Answer
$X^2\lt X_α^2$: the null hypothesis is not rejected.
There is not enough evidence to conclude that the distribution for the number of rocket hits can not be modeled by a Poisson random variable.
Work Step by Step
$H_0:$ the distribution for the number of rocket hits can be modeled by a Poisson random variable.

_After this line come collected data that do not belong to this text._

PR #1721, opened 2018-10-05
[RESTEASY-1996] Added default ParamConverter for multiple element

ronsigal:
params.


ronsigal:
Don't merge yet: I want to add a couple more tests.

ronsigal:
@marekkopecky, @NicoNes: you guys might be interested in this. I've created a default ParamConverter for multiple element parameters, as per @marekkopecky's request.

docbook/reference/en/en-US/modules/StringConverter.xml
```diff
@@ -665,5 +665,152 @@ public static class TestResource {
...
+    <sect1>
+   <title>Default multiple valued <classname>ParamConverter</classname></title>
    
+   <para>
+   RESTEasy includes two built-in <classname>ParamConverter</classname>s in the resteasy-jaxrs module,
+   one for <classname>Collection</classname>s:
+   </para>
+   
+<programlisting>
+   <classname>org.jboss.resteasy.plugins.providers.MultiValuedArrayParamConverter</classname>,
```
NicoNes: You mean `org.jboss.resteasy.plugins.providers.MultiValuedCollectionParamConverter` right ?

docbook/reference/en/en-US/modules/StringConverter.xml
```diff
@@ -665,5 +665,152 @@ public static class TestResource {
...
+</programlisting>
+
+   <para>
+   and one for arrays:
+   </para>
+   
+<programlisting>
+   <classname>org.jboss.resteasy.plugins.providers.MultiValuedCollectionParamConverter</classname>,
```
NicoNes: You mean `org.jboss.resteasy.plugins.providers.MultiValuedArrayParamConverter` right ?

NicoNes:
Hi @ronsigal @marekkopecky ,

I've just started reading the `StringConverter.xml` for now and it looks really interesting to me. I'll let you know me feedback for sure. :+1:

docbook/reference/en/en-US/modules/StringConverter.xml
```diff
@@ -665,5 +665,152 @@ public static class TestResource {
...
+!"#$%&amp;'()*+,-./:;&lt;=&gt;?@[\]^_`{|}~
+</programlisting>
+
+      or a class of punctuation symbols like "[-,;]".
+      </listitem>
+      
+      <listitem>
+      For either of these <classname>ParamConverter</classname>s to be available for a given parameter, that
+      parameter must be annotated with <classname>@Separator</classname>.
+      </listitem>
```
NicoNes: According to what you've said above, the annotation `@Separator` can also target a method `@Target({ElementType.METHOD, ElementType.PARAMETER})`. 
Can you please clarify, what does this annoation mean when just annotating a method ?

docbook/reference/en/en-US/modules/StringConverter.xml
ronsigal: Yep. Thanks. :-P

docbook/reference/en/en-US/modules/StringConverter.xml
ronsigal: And yep.

docbook/reference/en/en-US/modules/StringConverter.xml
ronsigal: @NicoNes, it was a careless cut-and-paste. Thanks, again.

docbook/reference/en/en-US/modules/StringConverter.xml
```diff
@@ -665,5 +665,152 @@ public static class TestResource {
...
+   to transform <classname>Collection</classname>s or arrays into a string representation.
+   </para>
+   
+   <para>
+   String representations are determined by <classname>org.jboss.resteasy.annotations.Separator</classname>,
+   a parameter annotation in the resteasy-jaxrs module:
+   </para>
+   
+<programlisting>
+@Target({ElementType.METHOD, ElementType.PARAMETER})
```
NicoNes: You forgot to remove the `ElementType.METHOD ` here

resteasy-core/src/main/java/org/jboss/resteasy/plugins/providers/MultiValuedArrayParamConverter.java
```diff
@@ -0,0 +1,189 @@
...
+ */
+@Provider
+@Priority(Integer.MAX_VALUE)
+public class MultiValuedArrayParamConverter implements ParamConverter<Object>
+{
+   private Class<?> rawType;
+   private StringParameterInjector stringParameterInjector;
+   private String separator;
+
+   public MultiValuedArrayParamConverter(Class<?> rawType, Annotation[] annotations, StringParameterInjector stringParameterInjector, String separator)
```
NicoNes: Quick clean up for `annotations `parameter that is not used here

resteasy-core/src/main/java/org/jboss/resteasy/plugins/providers/MultiValuedCollectionParamConverter.java
```diff
@@ -0,0 +1,139 @@
...
+ */
+@Provider
+@Priority(Integer.MAX_VALUE)
+public class MultiValuedCollectionParamConverter implements ParamConverter<Collection<?>> 
+{
+   private Constructor<?> constructor;
+   private StringParameterInjector stringParameterInjector;
+   private String separator;
+
+   public MultiValuedCollectionParamConverter(Class<?> rawType, Annotation[] annotations, Constructor<?> constructor, StringParameterInjector stringParameterInjector, String separator)
```
NicoNes: Quick clean up for both `rawType` and `annotations` parameters that are not used here

resteasy-core/src/main/java/org/jboss/resteasy/plugins/providers/MultiValuedArrayParamConverter.java
```diff
@@ -0,0 +1,189 @@
...
+         throw new RuntimeException(Messages.MESSAGES.expectedArray(value.getClass().getName()));
+      }
+      Object[] values = new Object[Array.getLength(value)];
+      if (values.length == 0)
+      {
+         return "";
+      }
+      if (rawType.getComponentType().isPrimitive())
+      {
+         copyPrimitiveArray(values, value);
```
NicoNes: If I understand well, `copyPrimitiveArray(...)` method is to filter array elements whose type is not equal to the type that this param converter can handle (`rawType.getComponentType()`) right ?

But if I'm right in which situation such case can happen ?

For example if I have a proxy interface like that:
```
public interface Client{
	Response getItems(int[]itemsId);
}
```
When user will use proxy instance to invoke `getItems(int[]itemsId)` he will only be able to provide a int[] parameter not an Object nor Object[]. So filtering done by the param converter will be useless. 

And by the way if we are doing this kind of filtering for primitive type we have to do it for Object type as well.

As I said above I don't know in which situation this case can happen but if we want to add a check for it, the same way we are checking for parameter validity by verifying that it is an array as expected, will it not be good to also test for the component type ?
```

else if (rawType.getComponentType().isAssignableFrom(value.getClass().getComponentType()))
{
 throw new RuntimeException()
}
```

What do you think? Am I missing something?

resteasy-core/src/main/java/org/jboss/resteasy/plugins/providers/MultiValuedArrayParamConverter.java
```diff
@@ -0,0 +1,189 @@
...
+      try
+      {
+         for (int i = 0; i < elements.length; i++)
+         {
+            Array.set(array, i, stringParameterInjector.extractValue(elements[i]));
+         }
+      }
+      catch (Exception e)
+      {
+         throw new RuntimeException("Ooops");
```
NicoNes: Ooops you forgot to change this one :D

resteasy-core/src/main/java/org/jboss/resteasy/plugins/providers/MultiValuedArrayParamConverter.java
```diff
@@ -0,0 +1,189 @@
...
+         {
+            saveAsString = values[0].getClass().getMethod("saveAsString");
+         }
+         catch (Exception e)
+         {
+            // ok
+         }  
+      }
+      char separatorChar = getSeparatorChar();
+      StringBuffer sb = new StringBuffer();
```
NicoNes: Better use a StringBuilder instance here

resteasy-core/src/main/java/org/jboss/resteasy/plugins/providers/MultiValuedArrayParamConverter.java
```diff
@@ -0,0 +1,189 @@
...
+   @SuppressWarnings({ "rawtypes", "unchecked" })
+   private String stringify(Object[] values)
+   {
+      ParamConverter converter = stringParameterInjector.getParamConverter();
+      Method saveAsString = null;
+      if (converter == null)
+      {
+         try
+         {
+            saveAsString = values[0].getClass().getMethod("saveAsString");
```
NicoNes: Better look for a `stringParameterInjector.getHeaderDelegate()` before looking for `saveAsString()` method. This way, in case the parameter is a `@HeaderParam` and a `HeaderrDelegate<T>` has been registered for it let's use it.

resteasy-core/src/main/java/org/jboss/resteasy/plugins/providers/MultiValuedArrayParamConverter.java
```diff
@@ -0,0 +1,189 @@
...
+import org.jboss.resteasy.core.StringParameterInjector;
+import org.jboss.resteasy.resteasy_jaxrs.i18n.Messages;
+
+/**
+ * @author Marek Kopecky mkopecky@redhat.com
+ * @author Ron Sigal rsigal@redhat.com
+ */
+@Provider
+@Priority(Integer.MAX_VALUE)
+public class MultiValuedArrayParamConverter implements ParamConverter<Object>
```
NicoNes: What about ParamConverter<Object[]> here instead of ParamConverter<Object> ?

resteasy-core/src/main/java/org/jboss/resteasy/plugins/providers/MultiValuedCollectionParamConverter.java
```diff
@@ -0,0 +1,139 @@
...
+            Object o = value.iterator().next();
+            saveAsString = o.getClass().getMethod("saveAsString");
+         }
+         catch (Exception e)
+         {
+            // ok
+         }  
+      }
+      char separatorChar = getSeparatorChar();
+      StringBuffer sb = new StringBuffer();
```
NicoNes: Better use a StringBuilder instance here

resteasy-core/src/main/java/org/jboss/resteasy/plugins/providers/MultiValuedCollectionParamConverter.java
```diff
@@ -0,0 +1,139 @@
...
+import org.jboss.resteasy.core.StringParameterInjector;
+import org.jboss.resteasy.resteasy_jaxrs.i18n.Messages;
+
+/**
+ * @author Marek Kopecky mkopecky@redhat.com
+ * @author Ron Sigal rsigal@redhat.com
+ */
+@Provider
+@Priority(Integer.MAX_VALUE)
+public class MultiValuedCollectionParamConverter implements ParamConverter<Collection<?>>
```
NicoNes: Why not create an Abstract class`MultiValuedParamConverter` to provide base impl for construtor with `StringParameterInjector` and `separator` and impl for `getSeparatorChar()` and `stringify()`.
It will be shared betwen `MultiValuedCollectionParamConverter` and `MultiValuedArrayParamConverter`.
WDYT?

docbook/reference/en/en-US/modules/StringConverter.xml
ronsigal: Yep. Thanks.

resteasy-core/src/main/java/org/jboss/resteasy/plugins/providers/MultiValuedArrayParamConverter.java
ronsigal: Ok, got it.

resteasy-core/src/main/java/org/jboss/resteasy/plugins/providers/MultiValuedCollectionParamConverter.java
ronsigal: Done.

resteasy-core/src/main/java/org/jboss/resteasy/plugins/providers/MultiValuedArrayParamConverter.java
ronsigal: Well, the point of copyPrimitiveArray() was to work around Java's unfortunate distinction between primitive values and Objects. So toString() ends up with an array of Objects in both cases. I guess the alternative would be to have a different stringify() for each primitive type.

resteasy-core/src/main/java/org/jboss/resteasy/plugins/providers/MultiValuedArrayParamConverter.java
ronsigal: Ooops. ;-)

resteasy-core/src/main/java/org/jboss/resteasy/plugins/providers/MultiValuedArrayParamConverter.java
ronsigal: Good. Thanks.

resteasy-core/src/main/java/org/jboss/resteasy/plugins/providers/MultiValuedArrayParamConverter.java
ronsigal: Ok, I'm working on it.

resteasy-core/src/main/java/org/jboss/resteasy/plugins/providers/MultiValuedArrayParamConverter.java
NicoNes: When reading your answer first time I did not understand your point very well.
Now it's clearer and it also makes me understand why you make this class extends from `ParamConverter<Object>` instead of `ParamConverter<Object[]>`.
I forgot this java distiction about primitive  array and object array.
Thanks :+1:

resteasy-core/src/main/java/org/jboss/resteasy/plugins/providers/MultiValuedArrayParamConverter.java
NicoNes: Please forget about this comment. 
As said below, I get the point of the java disctinction between primitive array and object array :+1:

resteasy-core/src/main/java/org/jboss/resteasy/core/ResteasyProviderFactoryImpl.java
```diff
@@ -1249,6 +1256,20 @@ public String toString(Object object, Class clazz, Type genericType, Annotation[
       }
       return object.toString();
    }
+   
+   public String toString() {
```
NicoNes: Hi ron,

I don't get the point of this `toString()` impl. 
If I understand well, in addition to the java standard `toString()` representation it will list all `ParamConverterProvider` registered right ? What for ?

resteasy-client/src/main/java/org/jboss/resteasy/client/jaxrs/internal/proxy/processors/AbstractCollectionProcessor.java
```diff
@@ -1,35 +1,71 @@
...
       else if (object.getClass().isArray())
       {
-         if (object.getClass().getComponentType().isPrimitive())
+         ParamConverter<Object> paramConverter = config.getProviderFactory().getParamConverter(object.getClass(), type, annotations);
+         if (paramConverter != null)
+         {
+            object = paramConverter.toString(object);
+            target = apply(target, object);
+         }
+         else if (object.getClass().getComponentType().isPrimitive())
```
NicoNes: Can this `else if` section and the next `else` section be merged this way:

```
 int length= Array.getLength(object);
 for (int i = 0; i < length; i++)
 {
     target = apply(target, Array.get(object, i));
  }
```

resteasy-core/src/main/java/org/jboss/resteasy/plugins/providers/MultiValuedParamConverterProvider.java
```diff
@@ -0,0 +1,173 @@
...
+   @SuppressWarnings("unchecked")
+   @Override
+   public <T> ParamConverter<T> getConverter(Class<T> rawType, Type genericType, Annotation[] annotations)
+   {
+      if (!isApplicable(annotations))
+      {
+         return null;
+      }
+      String separator = getSeparator(annotations);
+      Class<?> paramType = getHeaderParam(annotations);
```
NicoNes: The `paramType` here should never be null to avoid NPE in `StringParameterInjector.getParamSignature()` wich is used many times in `StringParameterInjector` class.
So I suggest to change and rename `getHeaderParam()` this way:

```
 private Class<?> getParamType(Annotation[] annotations)
   {
      if (annotations == null)
      {
         return null;
      }
      for (Annotation a : annotations)
      {
         if (a instanceof HeaderParam)
         {
            return HeaderParam.class;
         }
         else if (a instanceof CookieParam)
         {
            return CookieParam.class;
         }
         else if (a instanceof PathParam)
         {
            return PathParam.class;
         }
         else if (a instanceof MatrixParam)
         {
            return MatrixParam.class;
         }
         else if (a instanceof QueryParam)
         {
            return QueryParam.class;
         }
         else if (a instanceof FormParam)
         {
            return FormParam.class;
         }
      }
      return null;
   }
```

And then if we go further, this `MultiValuedParamConverterProvider` is applicable if the `@Separator` is present and the `paramType` is not null so the code can be changed to:

```
@Provider
public class MultiValuedParamConverterProvider implements ParamConverterProvider
{

@SuppressWarnings("unchecked")
@Override
public <T> ParamConverter<T> getConverter(Class<T> rawType, Type genericType, Annotation[] annotations)
{
  Separator separatorAnnotation = getSeparatorAnnotation(annotations);
  Class<?> paramType = getParamType(annotations);
  if(separatorAnnotation == null || paramType == null){
	 return null;
  }
  String separator = getSeparator(separatorAnnotation,paramType);
  ...
}

...

private Separator getSeparatorAnnotation(Annotation[] annotations)
{
  for (Annotation a : annotations)
  {
	 if (a instanceof Separator)
	 {
		return (Separator) a;
	 }
  }
  return null;
}

private String getSeparator(Separator separatorAnnoation, Class<?> paramType)
{
  String separator = separatorAnnoation.value();
  if ("".equals(separator))
  {
	 separator = CookieParam.class.equals(paramType) ? "-" : ",";
  }
  return separator;
}

...
}
```

WDYT?

resteasy-core/src/main/java/org/jboss/resteasy/plugins/providers/MultiValuedArrayParamConverter.java
```diff
@@ -0,0 +1,214 @@
...
+            objectArray[i] = Array.getFloat(primitiveArray, i);
+         }
+         else if (double.class.equals(primitiveClass))
+         {
+            objectArray[i] = Array.getDouble(primitiveArray, i);
+         }
+      }
+   }
+   
+   private boolean isHeader()
```
NicoNes: Instead of iterating again on the annotations array can we better add a getter in `StringParameterInjector` to use the `paramType` already stored here ?

resteasy-core/src/main/java/org/jboss/resteasy/plugins/providers/MultiValuedCollectionParamConverter.java
```diff
@@ -0,0 +1,138 @@
...
+   {
+      for (String param : params)
+      {
+         c.add(stringParameterInjector.extractValue(param));
+      }
+      return c;
+   }
+
+   @SuppressWarnings({ "rawtypes", "unchecked" })
+   private String stringify(Collection<?> value)
```
NicoNes: You forgot to find and use the `headerDelegate` if any here

NicoNes:
Hey @ronsigal,

Apart from my comments everything looks good to me in the code.  I'll have a look to the tests.

resteasy-core/src/main/java/org/jboss/resteasy/plugins/providers/MultiValuedArrayParamConverter.java
ronsigal: Great!!

resteasy-core/src/main/java/org/jboss/resteasy/plugins/providers/MultiValuedArrayParamConverter.java
ronsigal: Done.

resteasy-core/src/main/java/org/jboss/resteasy/core/ResteasyProviderFactoryImpl.java
ronsigal: Hmmm, it must be something I put in for testing and forgot to remove. Good catch.

resteasy-client/src/main/java/org/jboss/resteasy/client/jaxrs/internal/proxy/processors/AbstractCollectionProcessor.java
ronsigal: @NicoNes, not sure I follow. The section
```
      else if (object.getClass().isArray())
      {
         ParamConverter<Object> paramConverter = config.getProviderFactory().getParamConverter(object.getClass(), type, annotations);
         if (paramConverter != null)
         {
            object = paramConverter.toString(object);
            target = apply(target, object);
         }
```
is meant to transform the array as a whole by way of a single ParamConverter ... .

resteasy-core/src/main/java/org/jboss/resteasy/plugins/providers/MultiValuedCollectionParamConverter.java
ronsigal: @NicoNes, yeah, I hadn't gotten that far. It's in there now (but not committed yet).

resteasy-core/src/main/java/org/jboss/resteasy/plugins/providers/MultiValuedArrayParamConverter.java
ronsigal: @NicoNes, yes, now I'm just pulling HeaderDelegate out of the StringParameterInjector. isHeader() is gone.

resteasy-core/src/main/java/org/jboss/resteasy/plugins/providers/MultiValuedParamConverterProvider.java
ronsigal: @NicoNes, well, I care only about @HeaderParam. But I've changed getParamSignature() to
```
   public String getParamSignature()
   {
      return (paramType != null ? paramType.getName() : "") + "(\"" + paramName + "\")";
   }
```
Also, now that I think of it, I changed
```
       if (HeaderParam.class.equals(paramType))
       {
          delegate = factory.getHeaderDelegate(baseType);
          if (delegate != null)
          {
        	  return true;
          }
       }
```
to
```
       if (HeaderParam.class.equals(paramType) || org.jboss.resteasy.annotations.jaxrs.HeaderParam.class.equals(paramType))
       {
          delegate = factory.getHeaderDelegate(baseType);
          if (delegate != null)
          {
        	  return true;
          }
       }
```

ronsigal:
I need to take another look at the User Guide.

resteasy-core/src/main/java/org/jboss/resteasy/plugins/providers/MultiValuedParamConverterProvider.java
NicoNes: Ok :+1:

resteasy-core/src/main/java/org/jboss/resteasy/plugins/providers/MultiValuedArrayParamConverter.java
NicoNes: :+1:

resteasy-core/src/main/java/org/jboss/resteasy/plugins/providers/MultiValuedCollectionParamConverter.java
NicoNes: Looks good to me now.

resteasy-core/src/main/java/org/jboss/resteasy/plugins/providers/MultiValuedCollectionParamConverter.java
ronsigal: @NicoNes, yeah, ok. I used Arrays.asList().

resteasy-client/src/main/java/org/jboss/resteasy/client/jaxrs/internal/proxy/processors/AbstractCollectionProcessor.java
ronsigal: @NicoNes, ah, I see. Yes, I think that works. I think it's clear enough as it is, though.

docbook/reference/en/en-US/modules/StringConverter.xml
```diff
@@ -665,5 +665,152 @@ public static class TestResource {
...
+"\\p{Punct}|\\[\\p{Punct}+\\]"
+</programlisting>
+
+      That is, it must be either a single instance of a punctuation symbol, i.e., a symbol in the set
+<programlisting>
+!"#$%&amp;'()*+,-./:;&lt;=&gt;?@[\]^_`{|}~
+</programlisting>
+
+      or a class of punctuation symbols like "[-,;]".
+      </listitem>
```
marekkopecky: We can also mention here that separator value is limited also by other specifications. Eg, "," or ";" can't be used with CookieParam because of [cookie syntax defined by RFC](https://tools.ietf.org/html/rfc6265#section-4.1.1). Another limitation is that separator can't be used in items in array/collection, (right?), eg if I have list `["a","b;c","d"]` and use separator ";", the result would be probably `["a", "b", "c", "d"]`. It is obvious, but it would be fine to have this in doc ...

resteasy-core/src/main/java/org/jboss/resteasy/plugins/providers/MultiValuedAbstractParamConverter.java
```diff
@@ -0,0 +1,107 @@
...
+   @SuppressWarnings({ "unchecked" })
+   protected String stringify(Collection<?> value)
+   {
+      Method saveAsString = null;
+      if (paramConverter == null && headerDelegate == null)
+      {
+         try
+         {
+            Object o = value.iterator().next();
+            saveAsString = o.getClass().getMethod("saveAsString");
```
marekkopecky: What about to add description of `saveAsString` method to docs? (StringConverter.xml)

testsuite/integration-tests/src/test/java/org/jboss/resteasy/test/resource/param/MultiValuedParamDefaultParamConverterProxyTest.java
```diff
@@ -0,0 +1,536 @@
...
+import org.junit.AfterClass;
+import org.junit.Assert;
+import org.junit.BeforeClass;
+import org.junit.Test;
+import org.junit.runner.RunWith;
+
+/**
+ * @tpSubChapter Parameters
+ * @tpChapter Integration tests
+ * @tpTestCaseDetails Test for RESTEasy extended support for multivalue @*Param (RESTEASY-1566 + RESTEASY-1746)
```
marekkopecky: s/RESTEASY-1566 + RESTEASY-1746/RESTEASY-1996/g

testsuite/integration-tests/src/test/java/org/jboss/resteasy/test/resource/param/MultiValuedParamDefaultParamConverterProxyTest.java
```diff
@@ -0,0 +1,536 @@
...
+ *                    org.jboss.resteasy.plugins.providers.MultiValuedArrayParamConverter and
+ *                    org.jboss.resteasy.plugins.providers.MultiValuedArrayParamConverter are used
```
marekkopecky: s/MultiValuedArrayParamConverter/MultiValuedCollectionParamConverter/g

resteasy-core/src/main/java/org/jboss/resteasy/plugins/providers/MultiValuedCollectionParamConverter.java
```diff
@@ -0,0 +1,65 @@
...
+
+import org.jboss.resteasy.core.StringParameterInjector;
+import org.jboss.resteasy.resteasy_jaxrs.i18n.Messages;
+
+/**
+ * @author Marek Kopecky mkopecky@redhat.com
+ * @author Ron Sigal rsigal@redhat.com
+ */
+@Provider
+@Priority(Integer.MAX_VALUE)
```
marekkopecky: https://github.com/resteasy/Resteasy/pull/1721/files#diff-505f9bfa494b22e39f4249e79a979f41R811
```
These built-in ParamConverters have the lowest priority ...
```
MIN_VALUE would be probably better, right? (if I don't missed something ...)

Anyway, I believe that `@Provider` and `@Priority` annotation shouldn't be in corverter classes (same for `MultiValuedArrayParamConverter` class), but in MultiValuedParamConverterProvider class, right? I see this approach for example in [PriorityEqualityTest](https://github.com/resteasy/Resteasy/blob/master/testsuite/unit-tests/src/test/java/org/jboss/resteasy/test/providers/PriorityEqualityTest.java#L79)

NicoNes: > Anyway, I believe that @Provider and @Priority annotation shouldn't be in corverter classes (same for MultiValuedArrayParamConverter class), but in MultiValuedParamConverterProvider class, right?

I agree with you on this point.

> MIN_VALUE would be probably better, right? (if I don't missed something ...)

I worked on this point in another PR and if I 'm not wrong, I can say that to achieve following behavior:

> These built-in ParamConverters have the lowest priority, so any user supplied  ParamConverters will be tried first

the `@Priority(Integer.MAX_VALUE)` on built-in provider will not be taken into account.
 Instead this behavior will be achieved by the `ResteasyProviderFactoryImpl.ExtSortedKey.compareTo()` method that says that user supplied  `ParamConverters `are less than built-in `ParamConverters`.

`@Priority(Integer.MAX_VALUE)` on built-in provider will only be used to sort built-in `ParamConverters` between them. And the provider with the lowest priority is used first.

docbook/reference/en/en-US/modules/StringConverter.xml
ronsigal: @marekkopecky, done. Thanks.

testsuite/integration-tests/src/test/java/org/jboss/resteasy/test/resource/param/MultiValuedParamDefaultParamConverterProxyTest.java
ronsigal: @marekkopecky, done. Good eye.

testsuite/integration-tests/src/test/java/org/jboss/resteasy/test/resource/param/MultiValuedParamDefaultParamConverterProxyTest.java
ronsigal: @marekkopecky done.

resteasy-core/src/main/java/org/jboss/resteasy/plugins/providers/MultiValuedArrayParamConverter.java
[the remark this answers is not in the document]
ronsigal: @NicoNes, I eliminated saveAsString(). Now I just look for toString().

resteasy-core/src/main/java/org/jboss/resteasy/plugins/providers/MultiValuedAbstractParamConverter.java
ronsigal: @marekkopecky, I eliminated saveAsString(). I just look for toString() now.

resteasy-core/src/main/java/org/jboss/resteasy/plugins/providers/MultiValuedCollectionParamConverter.java
ronsigal: @marekkopecky, @NicoNes, you're both right. I took out all of the @Priority annotations. Thank you! This is why it's good to be surrounded by smart people. ;-)

ronsigal:
Besides all of the corrections mentioned above, I've added one paragraph to the User Guide:

```
The MultiValued*ParamConverters depend on existing facilities for handling the individual 
elements. On the server side, once it has parsed the incoming string into substrings, 
MultiValued*ParamConverter turns each substring into an Java object according to Section 3.2 
"Fields and Bean Properties" of the JAX-RS specification. On the client side, 
MultiValued*ParamConverter turns a Java object into a string as follows:

    1. look for a ParamConverter;
    2. if there is no suitable ParamConverter and the parameter is labeled @HeaderParam, look for a HeaderDelegate; or
    3. call toString(). 
```

ronsigal:
At this point, I think I've addressed all of your suggestions and corrections. I really appreciate all of the help.

If there are no further problems, I think it's ready to commit. Let me know. Thanks, guys.

resteasy-client/src/main/java/org/jboss/resteasy/client/jaxrs/internal/ClientConfiguration.java
```diff
@@ -57,7 +57,7 @@ public void setProperties(Map<String, Object> newProps)
       providerFactory.setProperties(newProps);
    }
 
-   protected ResteasyProviderFactory getProviderFactory()
+   public ResteasyProviderFactory getProviderFactory()
```
marekkopecky: subjective comment:

I guess that the only reason for this is adding HeaderDelegate, right?

```java
ResteasyProviderFactory factory = ((ClientConfiguration)client.getConfiguration()).getProviderFactory();
factory.addHeaderDelegate(HeaderDelegateClass.class, new HeaderDelegate());
```

^^^ this looks quite ... complicated, WDYT? What about to use just:
```java
((ClientConfiguration)client.getConfiguration()).addHeaderDelegate(HeaderDelegateClass.class, new HeaderDelegate());
```
?

marekkopecky:
> At this point, I think I've addressed all of your suggestions and corrections. I really appreciate all of the help.
> 
> If there are no further problems, I think it's ready to commit. Let me know. Thanks, guys.

Please give me more time to review this, I'll approve this PR once I will finish the review. I need to do more tests, maybe add some new tests, etc.

resteasy-client/src/main/java/org/jboss/resteasy/client/jaxrs/internal/ClientConfiguration.java
ronsigal: @marekkopecky, ClientConfiguration doesn't have an addHeaderDelegate() method. Are you saying that we should add one? 

In fact, I found it surprisingly hard to add HeaderDelegates, on both the client and server sides. Why isn't it classified as a provider, so that it can be registered easily? I don't know.

ronsigal:
@marekkopecky, re: "Please give me more time"

Of course. Thank you for looking.

resteasy-client/src/main/java/org/jboss/resteasy/client/jaxrs/internal/ClientConfiguration.java
ronsigal: @marekkopecky,

re: "I guess that the only reason for this is adding HeaderDelegate, right?"

That's probably true.

asoldano:
@ronsigal ... and please rebase the PR, so that when @marekkopecky is fine with it, it can be merged.

resteasy-client/src/main/java/org/jboss/resteasy/client/jaxrs/internal/ClientConfiguration.java
marekkopecky: > ClientConfiguration doesn't have an addHeaderDelegate() method. Are you saying that we should add one?

I don't say that we should add one. But I see these advantages of this approach:
* easier adding of HeaderDelegate to client
* we don't provide access to all ResteasyProviderFactory methods, but just to the one method, that is really needed (`addHeaderDelegate`)

I currently doesn't see any disadvantage of this approach. Do you see some? WDYT?

ronsigal: Hi @marekkopecky,

re: "I currently doesn't see any disadvantage of this approach. Do you see some?"

I've created RESTEASY-2059 "Simplify registration of HeaderDelegates".

ronsigal:
@asoldano, rebase done.

resteasy-client/src/main/java/org/jboss/resteasy/client/jaxrs/internal/ClientConfiguration.java
marekkopecky: @ronsigal Yes, we can deal with this later, but if we make getProviderFactory() method public now, it could be complicated to make it private later ...

Anyway, this is PR for master branch, so it is not important for current  WF ...

ronsigal: @marekkopecky, I've reverted getProviderFactory() to protected and added getParamConverter() and addHeaderDelegate().

ronsigal:
Everything has been resolved, I believe, so I'll merge this one.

$H_1:$ the distribution for the number of rocket hits can not be modeled by a Poisson random variable.
Total: 576 rockets
$E(0)=226.7136$
$E(1)=211.3926$
$E(2)=98.5536$
$E(3)=30.6432$
$E(4~or~more~hits)=8.6976$
$X^2=Σ\frac{(O_i-E_i)^2}{E_i}=\frac{(229-226.7136)^2}{226.7136}+\frac{(211-211.3926)^2}{211.3926}+\frac{(93-98.5536)^2}{98.5536}+\frac{(35-30.6432)^2}{30.6432}+\frac{(8-8.6976)^2}{8.6976}=1.012$
$k=5$. So, $d.f.=5-1=4$
$X_α^2=X_{0.05}^2=9.488$
(According to Table VII, for d.f. = 4 and area to the right of critical value = 0.05)
Since $X^2\lt X_α^2$, we do not reject the null hypothesis.